▶ **YOUR GOAL**
Tally how many lines in the material include the word "code", then give that figure by itself.

▶ **RECORDED DATA**
PR #2032, opened 2019-02-08
Update player_switchWeapon.sqf

F507DMT:
It is forbidden to change weapons, when player swimming.


oiad:
Why forbid them changing weapons while swimming? Is it to prevent an exploit or similar?

Also, in future please format your code neatly with spaces/tabs
i.e:
`if(dayz_isSwimming)exitWith{};` should become:
`if (dayz_isSwimming) exitWith {};`

It just makes it easier to follow/read

F507DMT:
Sorry, I'm just writing code without spaces.
The character floats, then rises into the water, changes weapons, and floats again

PR #2066, opened 2020-02-20
Fix parachute bug

ch0c:
Players can spam certain keys to make their parachute bypass its max speed.
Attached file will pull the player towards the ground when they reach a max speed of 20km, the faster they go, the harder it will pull them. 

[fn_halo.txt](https://github.com/EpochModTeam/DayZ-Epoch/files/4229524/fn_halo.txt)


AirwavesMan:
Added with https://github.com/EpochModTeam/DayZ-Epoch/commit/2a41d122f66292f87f8280215c9d72de49ca7706

PR #2070, opened 2020-03-18
Check permaLoot when building_spawnLoot deletes Reammobox

Schalldampfer:
I fixed an issue that permaLoots get deleted by Loot Spawner


AirwavesMan:
This will not fix the problem. The perma loot variable is set server side only. We probably could make the variable public but this would affect the network traffic more. I rather would stick to how it is at the moment.

Schalldampfer:
It's fixed in this way in my server, and it's only a check of a variable.
Of course it may affect traffic, but I don't think there're many permaLoots which must have the public variable. 
I thinks only a few reward boxs in static missions need it  when they're placed on exsiting buildings.

ArmaWizard:
Hi,

Does Epoch spawn reammo boxes by default that are getting deleted, is that the issue? Or is it only on your static missions @Schalldampfer 

Greetings,
Merlijn

Schalldampfer:
I don't know issues about DayZ Epoch's loot boxes, I only know boxes in mission systems have permaloot.

ArmaWizard:
If it's not a bug regarding Epoch itself I don't quite see the need to make an exception so a third party scripts functions correctly.

PR #2100, opened 2021-01-23
Integrate clickActions

Schalldampfer:
The clickActions part of https://github.com/oiad/deployAnything
I've seen this script before the repository, but I don't know the history of it.


AirwavesMan:
The rightclick action is a community script that is very esay to install. There is no need to be added.

Schalldampfer:
I got it.

PR #2120, opened 2021-03-29
Update stringtable.xml

dreamforceinc:
Revert back the russian translation of 'humanity'.


AirwavesMan:
@dreamforceinc Do you plan more updates in the next days? If yes push them until the 11th april otherwise I cannot add them to release.

dreamforceinc:
>Do you plan more updates in the next days? If yes push them until the 11th april otherwise I cannot add them to release.

I think that's all.

PR #2132, opened 2021-05-03
Update player_emptyContainer.sqf

F507DMT:
1. dup's attempt
2. dayz_actionInProgress=false; - missing afther exitWith


AirwavesMan:
I will apply a different fix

▶ **RESPONSE TO THE EXERCISE**
2